Saturday, January 10, 2026

The Ominous First Ten Days of 2026

New Year's Eve was much calmer this year in Berlin, so if the U.S. government hadn't decided to invade Venezuela a few days later it would have been a quiet transition into 2026. Even the New Year's concert of the Vienna Philharmonic was, I thought, a pleasing balance between the traditional, modern, and absurd; if the Canadian conductor was a little obsessed with his own presence at the event, I still thought he wove his knowledge of late 19th century French impressionist composers into Strauss and his contemporaries in a way that gave the first half of the concert different nuances. (In the second half I felt he ran out of steam, especially after the Egyptian March.) I liked the first ballet performance a lot, too: elegant dancers pretended to emerge from a diplomatic vehicle, and pranced around a Viennese building in pastel-coloured pantsuits. It felt like a fantasy of a world order where diplomacy isn't Steve Witkoff grinning shyly across a Kremlin table at Vladimir Putin, alongside a poker-faced Jared Kushner.

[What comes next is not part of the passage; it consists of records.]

PR #37, opened 2020-10-20
Reconcile request annotation and helpers

squaremo:
This adds a new annotation name, as proposed in https://github.com/fluxcd/toolkit/discussions/363, and provides some helpers for

 - getting the value in a backward-compatible way
 - recording the value in a CRD status field (so as to detect changes).

### DIFF
--- a/apis/meta/annotations.go
+++ b/apis/meta/annotations.go
@@ -47,3 +47,27 @@ func ReconcileAnnotationValue(annotations map[string]string) (string, bool) {
 	// used each time, this caveat won't matter.
 	return reconcileAt + requestedAt, ok1 || ok2
 }
+
+// ReconcileRequestStatus is a struct to embed in the status type, so
+// that all types using the mechanism have the same field. Use it like
+// this:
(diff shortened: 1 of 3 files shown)


apis/meta/annotations.go
```diff
@@ -22,4 +22,52 @@ const (
 	// interpreted as a timestamp, and any change in value shall trigger a
 	// reconciliation.
```
hiddeco, line 23:
```suggestion
	// reconciliation.
	// DEPRECATED: has been replaced by ReconcileAtAnnotation.
```

This makes GoLand (and other "intelligent" IDEs) show it with strikethrough markup.

squaremo:
I tried this out in image-reflector-controller by putting a `replace` directive in my go.mod, and it is a modest 1-for-1 change in lines of code.

 - [ ] I should update the predicate in this repo so it uses `ReconcileAnnotationValue()`

hiddeco (approved):
Thank you Michael :cherries:

PR #41, opened 2020-10-31
Update k8s to 1.19 in apis/meta

relu:


stefanprodan:
This needs to be done in 2 PRs: first `apis/meta`, followed by semver release of `api/meta`, then bump meta and k8s in `runtime`,  followed by semver release of `runtime`.

relu:
Actually, I just realized this after removing the second commit for the `runtime` mod update, because of the `replace` at the top of the mod file, you can't really do this in two PRs since it's always going to resolve `apis/meta` to the relative path, no matter what version constraint is set in the `require` section.

stefanprodan (approved):

stefanprodan:
@relu I've released apis/meta/v0.2.0 please go ahead with the runtime bump. Thanks!

PR #44, opened 2020-11-01
Adopt k8s standardized conditions in apis/meta

relu:
Use the newly introduced standardized Condition type kubernetes/enhancements#1624

Relates to fluxcd/flux2#225


apis/meta/conditions.go
```diff
@@ -75,48 +49,16 @@ const (
...
-		return nil
-	}
-	out := new(Condition)
-	in.DeepCopyInto(out)
-	return out
-}
-
-// GetCondition returns the Condition from the given slice that matches the
-// given type.
-func GetCondition(conditions []Condition, conditionType string) *Condition {
```
relu, line 96: Uncertain if to keep this and refactor so it's just a wrapper for [FindStatusCondition](https://github.com/kubernetes/apimachinery/blob/v0.19.3/pkg/api/meta/conditions.go#L73) or just ditch it (as is done now) and switch to that one directly where applicable.

stefanprodan: I think this is fine, we should be using FindStatusCondition.

apis/meta/conditions.go
```diff
@@ -75,48 +49,16 @@ const (
...
-
 // HasReadyCondition returns if the given Condition slice has a ReadyCondition
 // with a 'True' condition status.
-func HasReadyCondition(conditions []Condition) bool {
-	condition := GetCondition(conditions, ReadyCondition)
-	if condition == nil {
-		return false
-	}
-	return condition.Status == corev1.ConditionTrue
+func HasReadyCondition(conditions []metav1.Condition) bool {
```
hiddeco, line 54:
```suggestion
func InReadyCondition(conditions []metav1.Condition) bool {
```

The `func` name at present was suggested when I created the PR, but I did not take into account when I accepted the suggestion that it also checks if the `Ready==True`.

relu:
Question: once this is out, will consumer API packages need a version bump (e.g. from v1alpha1 to v1alpha2)? My hunch is that it's not the case considering the interface is preserved (aside from the addition of the [ObservedGeneration](https://github.com/kubernetes/apimachinery/blob/v0.19.3/pkg/apis/meta/v1/types.go#L1388) and that should ensure backward compatibility I assume.

stefanprodan:
@relu this is not a break change so I would keep all the APIs versions as they are.

stefanprodan (approved):
LGTM

Thanks @relu 🏅

hiddeco (approved):
Next package release should be a MINOR update given the breaking changes to the API.

PR #305, opened 2022-08-01
Add OCI client

stefanprodan:
Move the `flux2/internal/oci` code to the `fluxcd/pkg/oci` package under `client`. The client offers basic helper functions for pushing, pulling, tagging and listing OCI artifacts. The client is current usable only in the CLI, future versions of this client should allow swapping the default auth with the OIDC providers from `oci/auth`.


darkowlzz (approved):
Left a comment about adding some docs in the code in meta.go.
Overall, compared with what's in flux2 package, it looks good to me.

darkowlzz (approved):
LGTM!

PR #306, opened 2022-08-02
oci: Use go 1.18 and azure sdk v1

darkowlzz:
Update oci package to use go 1.18, and azcore and azidentity to v1.1.0.
Updated the integration tests accordingly.
Update actions/envtest and build workflow to use go 1.18.


hiddeco (approved):

stefanprodan (approved):
LGTM

Thanks a lot @darkowlzz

But as it was, on January 3rd I cycled to a demonstration against the Venezuela intervention, which had been registered with Berlin's police earlier that day. It was an adventurous ride: for the first two minutes it felt like the snowflakes were lacerating my eyeballs, and even after the snowfall lessened, my tires slipped and skidded on the bicycle paths. A few beleaguered bicycle deliverymen were undertaking the same route. Then I decided to switch into the car lanes, after walking partway along the sidewalks while pushing my bicycle, and somehow I arrived in one piece at Brandenburg Gate, beside the U.S. Embassy. A crowd had gathered and police officers were surveilling a line of security fences, set up on two sides of the mass of people, designed to protect the Embassy. I was undecided at first to be part of the protest as a private citizen or whether report as an observer, but since a lot of agendas were mixing in the crowd, I eventually decided for the second. It seemed to me that most of the protestors were German-speaking, and belonged to a coalition of far-left and communist groups. I counted well over 100 people— a police officer told me he'd estimate about 250 — and I felt it was a decent turnout, especially given the short notice.

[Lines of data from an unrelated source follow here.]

PR #307, opened 2022-08-05
Add `org.opencontainers.image.created` to OCI meta

stefanprodan:
Set the created date annotations when pushing OCI artifacts.

### DIFF
--- a/oci/client/list.go
+++ b/oci/client/list.go
@@ -60,6 +60,7 @@ func (c *Client) List(ctx context.Context, url string) ([]Metadata, error) {
 		if m, err := MetadataFromAnnotations(manifest.Annotations); err == nil {
 			meta.Revision = m.Revision
 			meta.Source = m.Source
+			meta.Created = m.Created
 		}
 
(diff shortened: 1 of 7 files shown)


pjbgf (approved):

oci/client/list.go
```diff
@@ -60,6 +60,7 @@ func (c *Client) List(ctx context.Context, url string) ([]Metadata, error) {
 		if m, err := MetadataFromAnnotations(manifest.Annotations); err == nil {
 			meta.Revision = m.Revision
 			meta.Source = m.Source
+			meta.Created = m.Created
```
darkowlzz, line 63: In order to test this, let's add some created value in https://github.com/fluxcd/pkg/blob/680663a877e4096c49dfe733d6355c9e4d959190/oci/client/list_test.go#L40-L43 as well. Since that test does `crane.Push()` the created metadata is not added automatically to the artifact.

darkowlzz (approved):
LGTM!

PR #308, opened 2022-08-05
oci/client: Add internal/fs package for os.Rename

darkowlzz:
`os.Rename()` fails with LinkError when the source and destination are in
different devices.
The following test fails on machines where /tmp is on a different device:
```
    build_test.go:40: 
        Unexpected error:
            <*os.LinkError | 0xc00050f640>: {
                Op: "rename",
                Old: "./testdata/artifact1987351664",
                New: "/tmp/TestBuild3395247411/001/files.tar.gz",
                Err: <syscall.Errno>0x12,
            }
            rename ./testdata/artifact1987351664 /tmp/TestBuild3395247411/001/files.tar.gz: invalid cross-device link
        occurred
--- FAIL: TestBuild (0.00s)
```

internal/fs is copied from source-controller internal/fs. It has an
implementation of Rename with fallback to handle this failure.

This also fixes the build tests failure which failed on some platforms.

This fixes OCI build failure in the CLI.
Before:
```
$ flux build artifact --path ./docs/ --output /tmp/foo.tgz
► building artifact from ./docs/
✗ bulding artifact failed, error: rename ./docs/298647428 /tmp/foo.tgz: invalid cross-device link
```
With this fix:
```
$ flux build artifact --path ./docs/ --output /tmp/foo.tgz
► building artifact from ./docs/
✔ artifact created at /tmp/foo.tgz
```


oci/client/internal/fs/fs_test.go
```diff
@@ -0,0 +1,590 @@
...
+		}
+	}
+}
+
+func cleanUpDir(dir string) {
+	if runtime.GOOS == "windows" {
+		mu.Lock()
+		exec.Command(`taskkill`, `/F`, `/IM`, `git.exe`).Run()
+		mu.Unlock()
+	}
```
pjbgf, line 586: We can remove this as it adds no value to what we are doing withint he project.

darkowlzz: Thanks. Removed it.

pjbgf (approved):
LGTM

thanks @darkowlzz :bow:

stefanprodan (approved):
LGTM 

Thanks @darkowlzz

PR #316, opened 2022-08-17
[pkg/oci]: Add options to filter tags by semver and regex

somtochiama:
Part of: [flux2/#2983](https://github.com/fluxcd/flux2/issues/2983)


stefanprodan (approved):
LGTM

Thanks @somtochiama 🎖️

PR #318, opened 2022-08-22
pkg/git: split into pkg/git/gogit and pkg/git/libgit2

aryan9600:
Update `pkg/git/gogit` and `pkg/git/libgit2` to be self contained modules. Move `pkg/git/e2e` to `pkg/git/internal/e2e`. 


git/internal/e2e/run.sh
```diff
@@ -0,0 +1,22 @@
+#!/bin/bash
+# This script runs e2e tests for pkg/git.
+
+set -o errexit
+PROJECT_DIR=$(git rev-parse --show-toplevel)
+DIR="$(cd "$(dirname "$0")" && pwd)"
+
+cd "$PROJECT_DIR"/git/libgit2 && make libgit2
```
pjbgf, line 8:
```suggestion
cd "${PROJECT_DIR}/git/libgit2" && make libgit2
```

git/internal/e2e/run.sh
```diff
@@ -0,0 +1,22 @@
...
+
+source "$DIR"/setup_gitlab.sh
+
+LIBGIT2_IMG=ghcr.io/fluxcd/golang-with-libgit2
+LIBGIT2_TAG=v0.2.0
```
pjbgf, line 13: On SC we ensure that libgit2 tags are always aligned across the different files that have it set.
We should do the same on pkg, either on this or on a follow-up PR.

https://github.com/fluxcd/source-controller/blob/09ef651bebcd853df555eb689ba69a2cea33b21c/Makefile#L199-L211

git/internal/e2e/run.sh
```diff
@@ -0,0 +1,22 @@
+#!/bin/bash
+# This script runs e2e tests for pkg/git.
+
+set -o errexit
+PROJECT_DIR=$(git rev-parse --show-toplevel)
+DIR="$(cd "$(dirname "$0")" && pwd)"
+
+cd "$PROJECT_DIR"/git/libgit2 && make libgit2
+
+source "$DIR"/setup_gitlab.sh
```
pjbgf, line 10:
```suggestion
source "${DIR}/setup_gitlab.sh"
```

git/internal/e2e/run.sh
```diff
@@ -0,0 +1,22 @@
...
+
+LIBGIT2_IMG=ghcr.io/fluxcd/golang-with-libgit2
+LIBGIT2_TAG=v0.2.0
+LIBGIT2_PKG_CONFIG_PATH=$PROJECT_DIR/git/libgit2/build/libgit2/$LIBGIT2_TAG/lib/pkgconfig
```
pjbgf, line 14:
```suggestion
LIBGIT2_PKG_CONFIG_PATH="${PROJECT_DIR}/git/libgit2/build/libgit2/${LIBGIT2_TAG}/lib/pkgconfig"
```

git/internal/e2e/run.sh
```diff
@@ -0,0 +1,22 @@
...
+CGO_LDFLAGS=$(PKG_CONFIG_PATH="$LIBGIT2_PKG_CONFIG_PATH" pkg-config --libs --static --cflags libgit2)
```
pjbgf, line 15:
```suggestion
CGO_LDFLAGS=$(PKG_CONFIG_PATH="${LIBGIT2_PKG_CONFIG_PATH}" pkg-config --libs --static --cflags libgit2)
```

git/internal/e2e/run.sh
```diff
@@ -0,0 +1,22 @@
...
+
+cd "$DIR"
+PKG_CONFIG_PATH=$LIBGIT2_PKG_CONFIG_PATH CGO_LDFLAGS=$CGO_LDFLAGS go test -v -tags 'netgo,osusergo,static_build,e2e' -race ./...
```
pjbgf, line 18:
```suggestion
cd "${DIR}"
PKG_CONFIG_PATH="${LIBGIT2_PKG_CONFIG_PATH}" CGO_LDFLAGS="${CGO_LDFLAGS}" go test -v -tags 'netgo,osusergo,static_build,e2e' -race ./...
```

Makefile
```diff
@@ -26,8 +26,8 @@ fmt-%:
 	cd $(subst :,/,$*); go fmt ./...
 
 vet-%:
-	@if [ "$(PKG)" = "git" ]; then \
-		cd $(PKG); make vet ;\
+	@if [ "$(PKG)" = "git:libgit2" ]; then \
```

A massive power outage happened on the same day due to sabotage. It wasn't in my part of Berlin, so I have no firsthand experience to report except that — unlike some politicians and part of the press — I am not particularly scandalized that the city's mayor popped out for an hour of tennis practice on the first day. I will say that in general the U-Bahn seemed less crowded, but that might be because of the parlous state of Berlin's icy sidewalks for the past week.

My youngest brother shared with me an apt meme adapted from Hergé's comics: Captain Haddock sits, exhausted, at a bar while Snowy eyes his glass of whiskey, and exclaims "What a year, huh?" Tintin replies, "Captain, it's January 3rd."

I've been wondering from time to time what to do if Canada is invaded. For some reason my paternal grandfather pops into my head as the person whom I'd ask, if he hadn't died twenty years ago. He of course served on the wrong side in World War II. I feel that he would frown on any idea of fixing the problem by taking up arms myself, but would approve my general tendency to want to get a sound training in First Aid, if not a paramedic's training, and put that training to use. Especially after seeing what home care aides go through, I figure that providing health care is harrowing and psychologically risky enough to count as a dedicated service.

The university semester is picking up speed again. I skipped two classes last week, and two classes were cancelled, so I had one in-person class and three online classes. For Wednesday I need to prepare a presentation in Spanish, which is leading to the usual low-level classroom stress. It will be about the effects of migration on children.